▼
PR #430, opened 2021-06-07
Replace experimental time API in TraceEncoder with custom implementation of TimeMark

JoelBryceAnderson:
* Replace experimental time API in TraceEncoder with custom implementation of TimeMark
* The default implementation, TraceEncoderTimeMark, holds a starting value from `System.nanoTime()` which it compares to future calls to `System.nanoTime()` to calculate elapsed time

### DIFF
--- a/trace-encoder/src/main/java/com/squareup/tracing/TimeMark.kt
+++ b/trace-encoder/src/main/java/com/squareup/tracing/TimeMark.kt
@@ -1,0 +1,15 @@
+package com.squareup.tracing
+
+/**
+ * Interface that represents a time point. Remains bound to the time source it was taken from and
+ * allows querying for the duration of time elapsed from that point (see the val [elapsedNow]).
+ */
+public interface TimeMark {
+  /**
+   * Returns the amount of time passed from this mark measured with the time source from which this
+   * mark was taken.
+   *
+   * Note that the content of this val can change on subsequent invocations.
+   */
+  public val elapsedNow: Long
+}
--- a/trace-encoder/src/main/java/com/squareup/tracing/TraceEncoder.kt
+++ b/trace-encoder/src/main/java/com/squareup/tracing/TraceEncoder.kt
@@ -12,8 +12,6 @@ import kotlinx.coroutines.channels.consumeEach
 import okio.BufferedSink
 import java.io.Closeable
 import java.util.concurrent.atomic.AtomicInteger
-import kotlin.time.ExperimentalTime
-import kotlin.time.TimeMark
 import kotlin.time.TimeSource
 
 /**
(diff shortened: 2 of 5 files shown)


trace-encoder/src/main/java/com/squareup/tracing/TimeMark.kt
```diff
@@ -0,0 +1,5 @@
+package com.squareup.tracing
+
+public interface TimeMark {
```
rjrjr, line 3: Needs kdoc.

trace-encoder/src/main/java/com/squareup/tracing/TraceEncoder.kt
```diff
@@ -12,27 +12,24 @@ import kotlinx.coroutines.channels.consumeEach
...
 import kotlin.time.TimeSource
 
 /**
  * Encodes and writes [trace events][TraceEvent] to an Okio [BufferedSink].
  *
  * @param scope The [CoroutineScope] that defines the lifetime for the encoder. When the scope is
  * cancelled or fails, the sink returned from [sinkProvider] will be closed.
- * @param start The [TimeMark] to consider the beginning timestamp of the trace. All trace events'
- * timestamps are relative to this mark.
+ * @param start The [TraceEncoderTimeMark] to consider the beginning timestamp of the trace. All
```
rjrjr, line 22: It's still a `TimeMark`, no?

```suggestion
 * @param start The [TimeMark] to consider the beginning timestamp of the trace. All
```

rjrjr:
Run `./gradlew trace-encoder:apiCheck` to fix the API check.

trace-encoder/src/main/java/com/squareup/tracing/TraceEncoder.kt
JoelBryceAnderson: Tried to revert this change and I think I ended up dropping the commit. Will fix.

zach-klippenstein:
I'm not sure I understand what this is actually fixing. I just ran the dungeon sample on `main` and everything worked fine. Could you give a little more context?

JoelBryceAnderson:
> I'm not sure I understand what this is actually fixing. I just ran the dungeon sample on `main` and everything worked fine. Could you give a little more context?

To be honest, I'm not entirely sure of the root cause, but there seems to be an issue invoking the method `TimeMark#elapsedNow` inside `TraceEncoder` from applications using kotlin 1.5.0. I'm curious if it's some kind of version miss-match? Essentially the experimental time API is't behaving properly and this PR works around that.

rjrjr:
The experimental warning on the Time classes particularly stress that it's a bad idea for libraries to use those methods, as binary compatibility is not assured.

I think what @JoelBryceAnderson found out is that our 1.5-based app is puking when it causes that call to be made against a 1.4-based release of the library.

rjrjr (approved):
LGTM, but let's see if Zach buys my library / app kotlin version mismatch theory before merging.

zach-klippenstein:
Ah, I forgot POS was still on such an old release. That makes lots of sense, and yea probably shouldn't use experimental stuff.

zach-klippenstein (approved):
▲
▼
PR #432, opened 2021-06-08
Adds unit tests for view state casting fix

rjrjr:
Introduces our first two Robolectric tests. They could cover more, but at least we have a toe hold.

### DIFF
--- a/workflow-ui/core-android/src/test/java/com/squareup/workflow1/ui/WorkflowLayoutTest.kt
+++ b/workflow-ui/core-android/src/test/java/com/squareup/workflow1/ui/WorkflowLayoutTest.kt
▲
YOUR GOAL: Find the word "Replace" in the material, then list each line that holds it.

WORKED SOLUTION:
Replace experimental time API in TraceEncoder with custom implementation of TimeMark
* Replace experimental time API in TraceEncoder with custom implementation of TimeMark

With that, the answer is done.